そうした市場動向をとらえて、ERPパッケージベンダーは、ERPパッケージを中心に据えつつも、企業として成長するため、同じ基幹系のサプライチェーン管理システム(SCM)、あるいはERPに蓄積されるデータを分析するためのビジネスインテリジェンス(BI)やデータウェアハウス(DWH)に戦線を拡大することがよく見られる。
ワークスでも、SCMパッケージを提供しているが、BI/DWH領域に拡大することはなかった。新たにHUEを提供することを決めている。この決定の背景には何があったのだろうか? 牧野氏は3~4年前にコンサルタントの友人などの会話からある疑問を抱くようになった。
「企業の業務で使うエンタープライズアプリケーションはほとんど進化していないのではないか。25年前に流行していたのは在庫や受注のリアルタイム処理だったが、それから数年内にできあがった。ホストからミニコン、UNIX、オープン系とIT環境は変わったが、エンタープライズアプリケーションそのものはあまり進化していないのではないか」
ここで牧野氏は、ERPなどの業務アプリケーションのユーザーには2種類がいると解説する。システムを変えることで業務を改善したいというIT部門や経営企画部門、導入プロジェクトのマネージャーなどの上位層と、実際にシステムへの入力を業務とするエンドユーザー層だ。

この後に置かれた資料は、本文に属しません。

PR #8047, opened 2025-08-24
Fix: call failureCallback if omggif fails to parse GIF in loadImage

### LINKED ISSUE #8021: loadImage with GIFs that can't be parsed throw an error that breaks the sketch

- [ ] Accessibility
- [ ] Color
- [ ] Data
- [ ] DOM
- [ ] Events
- [x] Image
- [ ] IO
- [ ] Math
- [ ] Typography
- [ ] Utilities
- [ ] p5.strands
- [ ] WebGL
- [ ] Friendly Errors

### p5.js version

1.11.8

### Web browser and version

Firefox 141.0, Chromium 139.0.7258.66

### Operating system

Linux, macOS

### Steps:

When using `loadImage`, GIFs that can't be parsed by omggif throw an unhandleable exception that breaks further execution of the sketch.

Here's a sketch demonstrating the issue: https://editor.p5js.org/alexpls/sketches/81k-Dpv1-

I would expect that exceptions thrown while parsing the GIF would instead result in the `failureCallback` of `loadImage` to be called with their details.

I'd approach a fix for this by wrapping `new omggif.GifReader(arrayBuffer);` [here](https://github.com/processing/p5.js/blob/bde84ea01ae9355dbd66c8802c248ca95c548b15/src/image/loading_displaying.js#L649) with a try/catch, and handle the error gracefully.

If this sounds reasonable let me know, and I'd be happy to contribute a patch!

### Snippet:

The [sketch above](https://editor.p5js.org/alexpls/sketches/81k-Dpv1-) reproduces the issue reliably.

---

Thanks for your work on p5.js!

Satish-Medar:
Resolves #8021

Changes:

Wrapped the omggif.GifReader constructor in a try/catch block in loading_displaying.js.
If a GIF cannot be parsed, the failureCallback of loadImage is now called with the error, instead of throwing an uncatchable exception.
This allows sketches to handle image loading errors gracefully and prevents the sketch from crashing.
Tested locally with a broken GIF using a simple HTML test file (test-gif-error.html).
Screenshots of the change:
Screenshot 2025-08-24 111218

When loading a broken GIF, the failure callback is called and the sketch continues running (see console and page output in the test file).

PR Checklist
 npm run lint passes
 Inline reference is included / updated (not applicable)
 Unit tests are included / updated (manual test provided)

test-gif-error.html  ( p5.js  --> create [ test-gif-error.html  ] )

code in [[ test-gif-error.html ]]

<!DOCTYPE html>
<html>
  <head>
    <script src="lib/p5.js"></script>
    
    <script>
      function preload() {
        loadImage(
          "broken.gif", // Use a GIF that omggif cannot parse
          (img) => console.log("Loaded!", img),
          (err) => {
            console.error("Properly handled error:", err);
            document.body.innerHTML += "<p>Failure callback called!</p>";
          }
        );
      }
      function setup() {
        createCanvas(100, 100);
        background(200);
      }
    </script>
  </head>
  <body></body>
</html>

### DIFF
--- a/src/image/loading_displaying.js
+++ b/src/image/loading_displaying.js
@@ -646,7 +646,20 @@ function _createGif(
   failureCallback,
   finishCallback
 ) {
-  const gifReader = new omggif.GifReader(arrayBuffer);
+  let gifReader;
+  try {
+    gifReader = new omggif.GifReader(arrayBuffer);
+  } catch (e) {
+    p5._friendlyFileLoadError(8, pImg.src);
+    if (typeof failureCallback === 'function') {
+      failureCallback(e);
+    } else {
+      console.error(e);
+    }
+    finishCallback();
+    return;
+  }
+
   pImg.width = pImg.canvas.width = gifReader.width;
   pImg.height = pImg.canvas.height = gifReader.height;
   const frames = [];


ThomasFinnern:
is calling "failureCallback(e); on failing gif ... safe ? Or does it enable a possible call of a not wanted function.
Just an offside comment with good intention. I am sorry if  it is on the wrong place here.

Satish-Medar:
@ThomasFinnern Thanks for raising this! failureCallback here is user-supplied (similar to the success callback), so calling it with the error object is consistent with how other loading functions behave in p5.js. It shouldn’t allow unwanted function calls since the user has to explicitly pass the callback. Still, I appreciate the point — good to double-check!

src/image/loading_displaying.js
```diff
@@ -646,7 +646,20 @@ function _createGif(
...
+  try {
+    gifReader = new omggif.GifReader(arrayBuffer);
+  } catch (e) {
+    p5._friendlyFileLoadError(8, pImg.src);
+    if (typeof failureCallback === 'function') {
+      failureCallback(e);
+    } else {
+      console.error(e);
+    }
+    finishCallback();
```
limzykenneth, line 659: I think for consistency sake with other loading functions we don't call `finishCallback()` here which will resolve the `preload` even in the case of an error.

「ERPは、業務を改善したいという上位層が満足している。でも、実際にシステムをオペレーションする側にとっては(ERPを)入れ替える度に覚えなきゃいけないことが多くある。例えば、CLIがGUIに変わったとなると“使い方をまた覚えないといけない”。これは物凄く大変なこと。何かおかしいのではないか」
ERPのエンドユーザーは「楽しく使っていない」。牧野氏にはそう思えた。
企業ITはほとんど進化していないと思える牧野氏に、個人ITの領域は急激な進化を遂げているように見えた。「最初のブレークスルーはGoogleだと思いますが、パーソナルユースのITはとにかく便利。スマートフォンの地図アプリは歩きながら、次の行動を取れる。実際に使う人にとって便利なものだから」
企業ITと個人ITを比較する牧野氏は「なぜエンタープライズアプリケーションは進化できないのか」という思いから「現場の方が使いたいと思えるものを開発したい」としてHUEの開発を決断している。

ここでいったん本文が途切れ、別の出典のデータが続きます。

PR #8122, opened 2025-10-03
Fix Chrome window.innerWidth priority for correct canvas resizing

### LINKED ISSUE #8121: Rotating device to landscape and back gives wrong windowWidth after resizeCanvas

- [ ] Accessibility
- [ ] Color
- [ ] Data
- [ ] DOM
- [ ] Events
- [ ] Image
- [ ] IO
- [ ] Math
- [ ] Typography
- [ ] Utilities
- [ ] p5.strands
- [ ] WebGL
- [ ] Friendly Errors

### p5.js version

1.11.10 and 2.0.5

### Web browser and version

Chrome 140 (is OK in Firefox)

### Operating system

Android

### Steps:
1. Run the code below in portrait orientation in Chrome Android. Observe e.g. windowWidth=392 clientWidth=392
2. Rotate to landscape. Observe e.g. windowWidth=788 clientWidth=788
3. Rotate back to portrait. Observe e.g. windowWidth=788 clientWidth=392

### Code:
```
<!DOCTYPE html>
<html>
<head>
    <meta name="viewport" content="width=device-width, initial-scale=1">
    <script src="https://cdn.jsdelivr.net/npm/p5@1.11.10/lib/p5.min.js"></script>
</head>
<style>
    body {
        margin: 0;
    }
    canvas {
        display: block;
    }
</style>
<body>
    <h1 id="h1"></h1>
    <script>
        function setup() {
            createCanvas(windowWidth, windowHeight)
            h1.textContent = `windowWidth=${windowWidth} clientWidth=${document.body.clientWidth}`
        }
        function windowResized() {
            resizeCanvas(windowWidth, windowHeight)
            h1.textContent = `windowWidth=${windowWidth} clientWidth=${document.body.clientWidth}`
        }
    </script>
</body>
</html>
```

ayushman1210:
Resolves #8121 

Changes:
- Modified the `getWindowWidth()` and `getWindowHeight()` functions in `environment.js` to prioritize `document.documentElement.clientWidth` and `document.documentElement.clientHeight` over `window.innerWidth` and `window.innerHeight`.
- This resolves an issue in Chrome on Android where `windowWidth` and `windowHeight` values do not update correctly when the device is rotated between portrait and landscape orientation.
- Updated logic ensures consistent behavior across mobile browsers while maintaining backward compatibility with desktop browsers.

#### PR Checklist

- [x] `npm run lint` passes

### DIFF
--- a/src/core/environment.js
+++ b/src/core/environment.js
@@ -66,345 +66,36 @@ p5.prototype.print = function(...args) {
   }
 };
 
-/**
- * A `Number` variable that tracks the number of frames drawn since the sketch
- * started.
- *
- * `frameCount`'s value is 0 inside <a href="#/p5/setup">setup()</a>. It
- * increments by 1 each time the code in <a href="#/p5/draw">draw()</a>
- * finishes executing.
- *
- * @property {Integer} frameCount
- * @readOnly
- * @example
- * <div>
- * <code>
- * function setup() {
- *   createCanvas(100, 100);
- *
- *   background(200);
- *
- *   // Display the value of
- *   // frameCount.
- *   textSize(30);
- *   textAlign(CENTER, CENTER);
- *   text(frameCount, 50, 50);
- *
- *   describe('The number 0 written in black in the middle of a gray square.');
- * }
- * </code>
- * </div>
- *
- * <div>
- * <code>
- * function setup() {
- *   createCanvas(100, 100);
- *
- *   // Set the frameRate to 30.
- *   frameRate(30);
- *
- *   textSize(30);
- *   textAlign(CENTER, CENTER);
- *
- *   describe('A number written in black in the middle of a gray square. Its value increases rapidly.');
- * }
- *
- * function draw() {
- *   background(200);
- *
- *   // Display the value of
- *   // frameCount.
- *   text(frameCount, 50, 50);
- * }
- * </code>
- * </div>
- */
 p5.prototype.frameCount = 0;
-
-/**
- * A `Number` variable that tracks the number of milliseconds it took to draw
- * the last frame.
- *
- * `deltaTime` contains the amount of time it took
- * <a href="#/p5/draw">draw()</a> to execute during the previous frame. It's
- * useful for simulating physics.
- *
- * @property {Integer} deltaTime
- * @readOnly
- * @example
- * <div>
- * <code>
- * let x = 0;
- * let speed = 0.05;
- *
- * function setup()  {
- *   createCanvas(100, 100);
- *
- *   // Set the frameRate to 30.
- *   frameRate(30);
- *
- *   describe('A white circle moves from left to right on a gray background. It reappears on the left side when it reaches the right side.');
- * }
- *
- * function draw() {
- *   background(200);
- *
- *   // Use deltaTime to calculate
- *   // a change in position.
- *   let deltaX = speed * deltaTime;
- *
- *   // Update the x variable.
- *   x += deltaX;
- *
- *   // Reset x to 0 if it's
- *   // greater than 100.
- *   if (x > 100)  {
- *     x = 0;
- *   }
- *
- *   // Use x to set the circle's
- *   // position.
- *   circle(x, 50, 20);
- * }
- * </code>
- * </div>
- */
 p5.prototype.deltaTime = 0;
-
-/**
- * A `Boolean` variable that's `true` if the browser is focused and `false` if
- * not.
- *
- * Note: The browser window can only receive input if it's focused.
- *
- * @property {Boolean} focused
- * @readOnly
- * @example
- * <div>
- * <code>
- * // Open this example in two separate browser
- * // windows placed side-by-side to demonstrate.
- *
- * function setup() {
- *   createCanvas(100, 100);
- *
- *   describe('A square changes color from green to red when the browser window is out of focus.');
- * }
- *
- * function draw() {
- *   // Change the background color
- *   // when the browser window
- *   // goes in/out of focus.
- *   if (focused === true) {
- *     background(0, 255, 0);
- *   } else {
- *     background(255, 0, 0);
- *   }
- * }
- * </code>
- * </div>
- */
 p5.prototype.focused = document.hasFocus();
 
-/**
- * Changes the cursor's appearance.
- *
- * The first parameter, `type`, sets the type of cursor to display. The
- * built-in options are `ARROW`, `CROSS`, `HAND`, `MOVE`, `TEXT`, and `WAIT`.
- * `cursor()` also recognizes standard CSS cursor properties passed as
- * strings: `'help'`, `'wait'`, `'crosshair'`, `'not-allowed'`, `'zoom-in'`,
- * and `'grab'`. If the path to an image is passed, as in
- * `cursor('assets/target.png')`, then the image will be used as the cursor.
- * Images must be in .cur, .gif, .jpg, .jpeg, or .png format and should be <a href="https://developer.mozilla.org/en-US/docs/Web/CSS/cursor#icon_size_limits">at most 32 by 32 pixels large.</a>
- *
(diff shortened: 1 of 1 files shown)


eyaler:
@ayushman1210 Thanks! I think `innerWidth` should be before `body.clientWidth` as the body dimensions reflect the content and not the viewport. Also, the suggested change may have issue when scrollbars are present (in Chrome they are part of the `innerWidth` but not of the `documentElement.clientWidth`) - I did not look into this yet.

ayushman1210:
Hi  @eyaler ,

Thanks for the feedback! I’ve updated the code so that window.innerWidth and window.innerHeight are checked first, before document.body.clientWidth and document.documentElement.clientWidth/Height. This ensures the viewport dimensions are captured correctly and also handles scrollbars properly in Chrome.

Thanks
Ayushman

perminder-17 (changes requested):
Can you explain what's the reason behind removing all the docs? I think you need to fix the PR with the minimal changes whatever needed.

eyaler:
@ayushman1210 i don't get it. this was the state of things before with the issue that innerWidth may be wrong, no? my suggestion was that document.documentElement.clientWidth will be used first (but i think we need more feedback before making this change)

ayushman1210:
@eyaler 
 good catch and thanks for the feedback.
Quick recap of what I changed so far

- I fixed the timing issue by deferring the resize handler to the next animation frame so layout has settled after rotation (so windowResized() sees the post-rotation viewport).

- I also updated getWindowWidth() / getWindowHeight() to prefer visualViewport (when available) and then fall back to other viewport measures

About your suggestion (use [document.documentElement.clientWidth] first ) 

- I agree that preferring [document.documentElement.clientWidth] avoids surprising inclusion of scrollbar width in many desktop Chrome cases — that was exactly your point.

The tradeoffs:

- [documentElement.clientWidth]  tends to reflect the CSS/layout viewport and avoids scrollbars, which is often what sketches expect.

- [window.innerWidth] includes scrollbars on some browsers; that can make sketch sizing look different when scrollbars appear.

- [window.visualViewport] (when available) is still the best for mobile cases (on-screen keyboard, pinch-zoom) so I kept it as the top preference.

Because timing of which value updates when can vary across browsers, I left the resize handler deferred to rAF so whichever source we pick will be read after layout has updated.

Proposed conservative change (what I can implement now)

Use the following order in [getWindowWidth()] / [getWindowHeight()] :
[window.visualViewport (when available)
[document.documentElement.clientWidth]/ [clientHeight]
[window.innerWidth] / [innerHeight]
[document.body.clientWidth]/ [clientHeight]
This matches your suggestion while preserving [visualViewport] for mobile edge cases.

Questions / next steps

Is that ordering acceptable to you (visualViewport -> documentElement -> innerWidth -> body)?
If yes I’ll update the PR to use this ordering and push the change.
If you prefer a different rule (e.g., a heuristic that switches based on scrollbar presence, or exposing a small opt-in API to choose the preference), tell me and I’ll implement that instead.

Thanks 
Ayushman

eyaler:
thanks @ayushman1210 

>     * I fixed the timing issue by deferring the resize handler to the next animation frame so layout has settled after rotation (so windowResized() sees the post-rotation viewport).

I coundn't find the added requestAnimationFrame in your PR, and in my own testing requestAnimationFrame did not solve the issue. Can you point me to the commit/line?

>     * I also updated getWindowWidth() / getWindowHeight() to prefer visualViewport (when available) and then fall back to other viewport measures

In my testing visualViewport does not include scrollbars just as documentElement.clientWidth, and also is wrong when rotating back just as innerWidth. I did find viewport.segments[0].width that seems to both include scrollbars and be correct after orientation change but that is still experimental and has partial support (and i don't have a good enough understanding of it)

>     * I agree that preferring [document.documentElement.clientWidth] avoids surprising inclusion of scrollbar width in many desktop Chrome cases — that was exactly your point.

On the contrary, I actully think scrollbar should be included if possible

ayushman1210:
@eyaler Hi maintainer !! 
I pushed a change on branch fix/chrome-window-innerwidth (commit 4b5ee8b82) that adjusts how p5 computes viewport size in [environment.js]: it now prefers [visualViewport.segments[0]]  (when available), then [window.visualViewport] then [window.inner*] (so scrollbars are included when possible), and finally falls back to [document.documentElement.client*]and [document.body.client*]). Experimental accesses are guarded with try/catch.
 I ran the full test suite locally (all tests passed). Please let me know if you'd prefer excluding the experimental [segments] usage or a different fallback order — I can update quickly.

Thanks
ayushman

eyaler:
@ayushman1210 sorry but i am not a maintainer... btw, i still couldn't find where you used `requestAnimationFrame`

ayushman1210:
@eyaler
You're absolutely right about the scrollbar issue. I've removed `visualViewport.width` from the fallback chain to avoid the inconsistency.

**Updated implementation:**
- Priority 1: `visualViewport.segments[0]` (experimental foldable/dual-screen API)
- Priority 2: `window.innerWidth` (includes scrollbars, matches historical p5.js behavior)
- Priority 3: `document.documentElement.clientWidth` (fallback when innerWidth unavailable)
- Priority 4: `document.body.clientWidth` (last resort)

The segments API is only used when explicitly available (for foldable devices), then we fall back directly to `innerWidth`. This avoids the Chrome scrollbar issue you mentioned while still supporting dual-screen devices.

Regarding `requestAnimationFrame`: I apologize for any confusion - I did NOT add or modify any RAF code. My changes are limited to the `getWindowWidth()` and `getWindowHeight()` helper functions, which are only called:
1. On initialization in `_updateWindowSize()` 
2. In the `_onresize` event handler

These functions are NOT called in the animation loop, so there's no per-frame performance impact.

Thanks 
Ayushman

ayushman1210:
Hi @perminder-17 
can you please Review this PR #8122  for the issue #8121

ayushman1210:
Hi @ksen0,
When you have a moment, could you please review PR #8122 ? 
Thank you to all the maintainers for your time and for keeping this project running smoothly! 🙏

perminder-17 (approved):
Sorry for the delay in review, I'll be testing the changes once.

src/core/environment.js
```diff
@@ -782,7 +782,39 @@ p5.prototype._onresize = function(e) {
...
+      // if (typeof window.visualViewport.width === 'number' && window.visualViewport.width > 0) {
+      //   return window.visualViewport.width;
+      // }
+    }
+  } catch (e) {
+    // experimental access may throw; ignore and continue with fallbacks
+  }
+
   return (
     window.innerWidth ||
```
perminder-17, line 819: The extra `visualViewport.segments` part and the `try/catch` around it aren't really needed for this, which isn't what this bug is about. There are also a few commented-out lines left in `getWindowWidth/getWindowHeight` that we can remove to keep things tidy.

So it could come down to just this one line:

```js
(document.documentElement && document.documentElement.clientWidth) || window.innerWidth || (document.body && document.body.clientWidth) || 0
```

perminder-17 (changes requested):
Hi @ayushman1210 @eyaler , really sorry for the delay in reviewing this one. 

Btw, are you still able to reproduce this issue with the latest chrome. Looks like I am unable to reproduce this issue on my android chrome. 

If the issue is still reproduceable, @eyaler gave a very nice finding;

> the issue seems to be with chrome window.innerWidth, so maybe in https://github.com/processing/p5.js/blob/main/src/core/environment.js#L787 the order should be changes so that innerWidth gets lower priority?

The main thing the issue needs is just changing the order in which we check the window size,  checking `document.documentElement.clientWidth` first, before `window.innerWidth`, since `innerWidth` is the one that gives the wrong value on Chrome Android after rotating.

perminder-17 (commented):
For now, I am closing this PR since I am unable to reproduce the issue. Will be reopening if we again face the same issue, but looks like the latest chrome doesn't have that issue.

そして2011年にワークスは経営陣による株式買収(MBO)で上場を廃止した。ワークスの上場廃止については、2008年のリーマンショック後のIT投資抑制から成長力が鈍化しており、上場維持コストが負担とみられている。だが、牧野氏は、上場廃止について「(HUEを開発して)Googleのように(使って)喜ばれたい。上場している以上、赤字を出すことは許されない」と言及した。
IaaS/PaaS+パッケージ
ERPをクラウド上で利用するといったことは珍しくはない。ワークスでも2012年からIaaS/PaaS「Amazon Web Services(AWS)」でCOMPANYを利用するというサービスを展開している。ユーザー企業の要望を受けての対応だ。

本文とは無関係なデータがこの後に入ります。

Issue #6992, opened 2024-04-22
Accessibility Features Proposal - STF 2


calebfoss:
### Topic

Written for the p5.js Documentation Organization & Accessibility project, this issue proposes a plan for upcoming improvements to p5's accessibility features.

## Background on Existing Features

p5's gridOutput() and textOutput() methods are very cleverly designed tools that aim to automatically describe the content on the canvas.

Current limitations and issues for these methods include:

- descriptions are exclusively in English
- text is not described
- 3D shapes are not described
- 2D primitives rendered in webGL are described incorrectly due to not factoring in the camera's perspective
- 2D primitives with similar features are combined in descriptions, resulting in inaccurate counts of shapes
- 2D primitives positioned outside the canvas are described as though they are visible
- Custom 2D shapes made with beginShape() etc. are not described

So currently, these functions can accurately describe sketches featuring exclusively 2D primitives, each with somewhat distinct features, all on the canvas for an English-reading audience. They describe the color, approximate location, and approximate percentage of space occupied of each shape.

I would argue that this improves accessibility for a very limited selection of p5 sketches. Even those that can be accurately described.

### Example

![Yellow smiley face on a light gray background](https://github.com/processing/p5.js/assets/16294664/5be252e9-7195-4cc6-a670-7981c346d5b8)

textOutput() produces the following description

```
Your output is a, 400 by 400 pixels, white canvas containing the following 4 shapes:

    yellow circle, at middle, covering 79% of the canvas.
    black circle, at top left, covering 5% of the canvas.
    black circle, at top right, covering 5% of the canvas.
    black arc, at middle, covering 22% of the canvas.

yellow circle	location = middle	area = 79%
black circle	location = top left	area = 5%
black circle	location = top right	area = 5%
black arc	location = middle	area = 22%
```

The description is technically accurate, but I would argue that it is significantly less useful at conveying the content than a concise, manually written description such as

```
A yellow smiley face on a light gray background.
```

### Side Note on AI

An idea I anticipate coming up in relation to the issue I presented above is to use AI-generated descriptions. I would like to take a moment to strongly advise against that because

- A feature like that would most likely rely on a Large Language Model, which could put p5 in a position of depending on [exploitative and inhuman labor practices](https://time.com/6247678/openai-chatgpt-kenya-workers/).
- Even the most cutting edge AI models have an ongoing issue with conveying false information as fact (often referred to as "hallucinating").
[...]

PR #8125, opened 2025-10-05
Fix Broken examples for textOutput() and gridOutput() 

hxrshxz:
Addresses #6992 

 Changes:

## Before
https://github.com/user-attachments/assets/2bbb0483-71c7-49ca-aa89-e7b8cb2d8307

https://github.com/user-attachments/assets/0b806139-9fc8-40a6-96cd-d0347b0396c3

## After 

https://github.com/user-attachments/assets/712b2b2e-59a9-466a-8bc6-2d0e5900d852

https://github.com/user-attachments/assets/2c9ab1f2-5c51-40f6-9da6-a8962c928be4

- Fixed examples https://p5js.org/reference/p5/textOutput/ 3rd and 4th (suggested by @perminder-17 )that were previously not working
 
#### PR Checklist

- [x] `npm run lint` passes

### DIFF
--- a/docs/yuidoc-p5-theme/assets/js/reference.js
+++ b/docs/yuidoc-p5-theme/assets/js/reference.js
@@ -2349,7 +2349,7 @@ define('listView',[
             var hash = App.router.getHash(item);
 
             // fixes broken links for #/p5/> and #/p5/>=
-            item.hash = item.hash.replace('>', '&gt;');
+            item.hash = item.hash.replace(/>/g, '&gt;');
 
             // Create a group list
             if (!self.groups[group]) {
@@ -3395,7 +3395,7 @@ var prettyPrint;
       // only when not following [|&;<>].
       '^.[^\\s\\w.$@\'"`/\\\\]*';
     if (options['regexLiterals']) {
-      punctuation += '(?!\s*\/)';
+      punctuation += '(?!\\s*\/)';
     }
 
     fallthroughStylePatterns.push(
--- a/src/typography/p5.Font.js
+++ b/src/typography/p5.Font.js
@@ -362,7 +362,7 @@ p5.Font = class {
       x = xOriginal;
       let line = lines[i];
 
-      line = line.replace('\t', '  ');
+      line = line.replace(/\t/g, '  ');
       const glyphs = this._getGlyphs(line);
 
       for (let j = 0; j < glyphs.length; j++) {


src/accessibility/outputs.js
```diff
@@ -37,6 +37,20 @@ import p5 from '../core/main';
...
+ * camera's perspective is not accounted for. Shapes with similar features may
+ * be combined in descriptions, resulting in inaccurate counts. Shapes
+ * positioned outside the canvas boundaries are described as though they're
+ * visible. Custom 2D shapes created with
+ * <a href="#/p5/beginShape">beginShape()</a> are not described.
+ *
+ * <a href="#/p5/describe">describe()</a> and
+ * <a href="#/p5/describeElement">describeElement()</a> provide more accurate
+ * and flexible alternatives for writing canvas descriptions.
+ *
```
perminder-17: Avoid absolute or negative phrasing like “does not work” and “inaccurate counts.” Prefer “not supported” and “may be imprecise.” Also, Keep a neutral, helpful tone. Also, the sketches in `textOutput`if you see 3rd and 4th are not working.  https://p5js.org/reference/p5/textOutput/ Can this be fixed in your PR as well?

perminder-17 (changes requested):
Hi, I think the points you mentioned are technically very correct but I think it sounds little odd as compared to other reference. Please keep a neutral, helpful tone for docs.

src/accessibility/outputs.js
hxrshxz: Sure , On it !

hxrshxz:
@perminder-17 Please have a look

src/accessibility/outputs.js
```diff
@@ -102,11 +117,13 @@ import p5 from '../core/main';
  *
  * <div>
  * <code>
- * function draw() {
+ * function setup() {
  *   // Add the text description and
  *   // display it for debugging.
  *   textOutput(LABEL);
```
perminder-17, line 116: Actually, you may just add `createCanvas(200,200)` to the `setup()` and move `textOutput` to the `draw()` call only. Same with the below sketch. That will work too I guess.

src/accessibility/outputs.js
```diff
@@ -37,6 +37,19 @@ import p5 from '../core/main';
  * <a href="https://p5js.org/tutorials/writing-accessible-canvas-descriptions/">Writing accessible canvas descriptions</a>
  * to learn more about making sketches accessible.
  *
+ * `textOutput()` currently generates descriptions in English only.
```
ksen0: Could you update this documentation please to reflect [the documentation style guide](https://p5js.org/contribute/documentation_style_guide/)? Mainly, significantly simplifying the sentences. Alternatively, this can be removed from this PR, because it's not quite in the scope of fixing the broken exampels.

src/accessibility/outputs.js
ksen0: +1, please make sure the `textOutput` is in `draw` not `setup`, and that `draw` contains the correctly sized canvas creation (`createCanvas(100,100);`). The purpose of the example is to demonstrate how `textOutput` updates to reflect the animation. (Same for the other example)

hxrshxz:
I have moved the documentation part into a separate PR #8143

src/accessibility/outputs.js
hxrshxz: done #8143

src/accessibility/outputs.js
hxrshxz: done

パブリッククラウドで利用できるようにするのは、コストメリットがあるからだが、使い方によっては高くなるケースもあり得る。パブリッククラウドにパッケージを置いてSaaSとして利用することについて、牧野氏は「劇的な改善ではない」と感じた。より劇的な改善を求めた牧野氏は、新しいERPであるHUEではクラウドでの分散処理を基本的なアーキテクチャにすることを決断している。
2015年内に提供を予定しているHUEは、2014年10月に発表された。HUEでの重要テーマの1つが、入力を限りなく快適にすることだ。システムの出力と処理はすでに自動化されているが、入力という業務は今でも手作業だ。HUEはこれを改善しようとしている。